Дело сделано! Он свободен…
Как же всё-таки хорошо, когда дела сделаны и можно никуда не спешить, но сегодня подобным даже и не пахло. День у генерала Бенкендорфа выдался тяжелым, ну а вечер обещал быть ещё хуже. Александр Христофорович с раннего утра заседал в Петропавловской крепости – разбирал протоколы допросов участников декабрьского восстания. Спешили очень – государь торопил с докладом, и Бенкендорф к вечеру изрядно устал. Он уже собирался домой, когда в крепости появился нарочный с письмом от генерал-губернатора. Тот сообщал, что нынче вечером на набережной Фонтанки случилось доселе невиданное злодейство: какие-то супостаты взорвали экипаж графини Чернышёвой. В завершение письма граф Голенищев-Кутузов нижайше просил Бенкендорфа выехать к Цепному мосту и возглавить дознание по столь возмутительному происшествию.
Каков слог! Прямо-таки пиит, а не генерал-губернатор… Как будто после окаянного прошлогоднего декабря Петербург можно было хоть чем-нибудь удивить. Генеральское раздражение перехлестнуло через край. Поужинал, называется! Александр Христофорович чертыхнулся. Припечатал своё невезение крепким русским словцом. Как ни странно, это помогло: раздражение пошло на убыль. Однако выбора всё равно не было. Пришлось ехать к Цепному мосту.
Жандармская команда уже оцепила место взрыва. Старший у них – щеголеватый молодой капитан, произносивший свою самую русскую из всех фамилий Иванов с ударением посередине, – поднял повыше фонарь и проводил начальство к полуобгоревшему экипажу. От задних колёс остались лишь бесформенные обломки, днище кузова лежало на мостовой, но передняя часть кареты уцелела. Оглобля сиротливо валялась на брусчатке – кони исчезли. Генерал оглянулся по сторонам. Куда дели-то?.. Уловив начальственный взгляд, жандарм подсказал:
– От графа Кочубея дворовых прислали, они и увели лошадей. Пострадавшие дамы как раз от его дома только отъехали, когда рвануло… Сейчас они туда же и вернулись, а у нас вот что…
Иванов указал на тёмный силуэт возле переднего колеса экипажа. Оттуда доносился странный глухой скулёж. Бенкендорф подошёл ближе. Силуэт обрел плоть и превратился в коренастого немолодого кучера. Об этом занятии говорил заткнутый за его кушак длинный ременный кнут. Зажав рот шапкой, кучер рыдал над лежащим на брусчатке телом. Александр Христофорович склонился над трупом. Уведенное поразило генерала: молодой смазливый парнишка, с виду лакей, уставился в беззвездное зимнее небо мёртвыми карими глазами, а ровно посередине его лба торчал здоровенный железный штырь.
– Н-да… – Бенкендорф покосился на жандармского капитана: хотел, чтобы тот поднял фонарь повыше.

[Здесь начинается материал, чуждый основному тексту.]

PR #4129, opened 2026-05-11
feat: disable team-wide app lock when using nomad - WPB-25543

marcoconti83:
https://wearezeta.atlassian.net/browse/WPB-25543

Но сказать ничего не успел – Иванов заговорил первым:
– Лакей сидел на козлах вместе с кучером. Взрыв прогремел сзади. Парень обернулся, а тут шкворень выбило – и прямо ему в лоб. Мгновенно умер…
Бенкендорфа жандарм раздражал: слишком уж болтлив, да и лезет во все дыры. Отчитать его, что ли? Но сил на это уже не осталось, и Александр Христофорович промолчал. Он лишь похлопал кучера по плечу. Старик вытер слёзы и с испугом уставился на генерала.
– Ты кого видел? Может, мимо кто проходил или проезжал? – спросил Бенкендорф.